PR #613, opened 2024-03-19
fix--fix several miss spells in the prompt templates

Kelp710:
### overview
Fix several missed spells in prompt templates to make the prompts generate more accurate outputs.


penguine-ip:
@Kelp710 Thanks!

PR #619, opened 2024-03-20
Support logprob based G-Eval

Peilun-Li:
As discussed in discord https://discordapp.com/channels/1118193057620316202/1217240554845245440 , to support logprob-based G-Eval scoring.

Notes:
1. I made it a strict opt-in feature to maintain backward compatibility.
2. It's fail-safe -- if logprob doesn't work it will fall back to normal one-shot score.
3. Also relaxed our Python version requirements a bit (as we are still using Python 3.9 -- no need to make it strict IMO as a generic SDK)
4. Have tested this on OpenAI but not on Azure OpenAI.


penguine-ip:
Thanks @Peilun-Li ! Take a few more days before getting to this PR, appreciate it :)

PR #623, opened 2024-03-23
Features/cleanupsynthesizer

penguine-ip:


deepeval/synthesizer/synthesizer.py
```diff
@@ -155,49 +154,68 @@ def generate_goldens(
...
+        if self.context_generator is None:
+            print("context generator")
+            self.context_generator = ContextGenerator(
+                docuemnt_paths,
+                chunk_size,
+                chunk_overlap,
+                multithreading=self.multithreading,
+            )
+
+        max_goldens_per_context = 2
```
penguine-ip: The default max goldens per context for doc goldens generation will be 2 for now. 

I first check if max goldens per doc < max goldens per context, which if it is, i should only generate 1 goldens per context.

Afterwards, I also divide max goldens per doc with max goldens per context to make sure num_context doesn't exceed max goldens per doc

deepeval/synthesizer/context_generator.py
```diff
@@ -2,120 +2,151 @@
...
         num_chunks = len(self.combined_chunks)
-        if num_context > num_chunks:
-            raise ValueError("Not enough chunks (" + str(num_chunks) + 
-                             ") to return the requested number of contexts ("  + str(num_context) + 
-                             "). Please decrease chunk_size or increase document length.")
-        clusters = self._get_n_random_clusters(n = num_context, cluster_size = max_context_size)
-        contexts = []
+        print(num_chunks, "Num chUNKS")
+        print(num_context, "Num CONTEXT")
+        num_context = min(num_context, num_chunks)
```
penguine-ip, line 39: Confine it instead of raising error, potentially here is causing the bug

deepeval/synthesizer/context_generator.py
```diff
@@ -2,120 +2,151 @@
...
+                self._get_n_other_similar_chunks(chunk, n=cluster_size - 1)
+            )
             chunk_cluster.append(cluster)
+        print(chunk_cluster)
         return chunk_cluster
 
     def _get_n_random_chunks(self, n: int) -> List[str]:
-        if not self.combined_chunks or len(self.combined_chunks) < n:
-            raise ValueError("Not enough chunks to return the requested number of random nodes.")
+        n = min(len(self.combined_chunks), n)
```
penguine-ip, line 100: Same here, confining it instead of raising a bug. I don't think here is where it is causing the extremely short context lengths.

penguine-ip (commented):
There are some context lengths where it is extremely short as shown in deepeval/results json files. Maybe it is due to the remaining text chunk being used as context, not 100% sure.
+-------+
Please reproduce exactly the lines above, beginning with the first and ending with the line that contains "1. I made it", and include nothing outside that range.

» **Answer box**:
PR #613, opened 2024-03-19
fix--fix several miss spells in the prompt templates

Kelp710:
### overview
Fix several missed spells in prompt templates to make the prompts generate more accurate outputs.


penguine-ip:
@Kelp710 Thanks!

PR #619, opened 2024-03-20
Support logprob based G-Eval

Peilun-Li:
As discussed in discord https://discordapp.com/channels/1118193057620316202/1217240554845245440 , to support logprob-based G-Eval scoring.

Notes:
1. I made it a strict opt-in feature to maintain backward compatibility.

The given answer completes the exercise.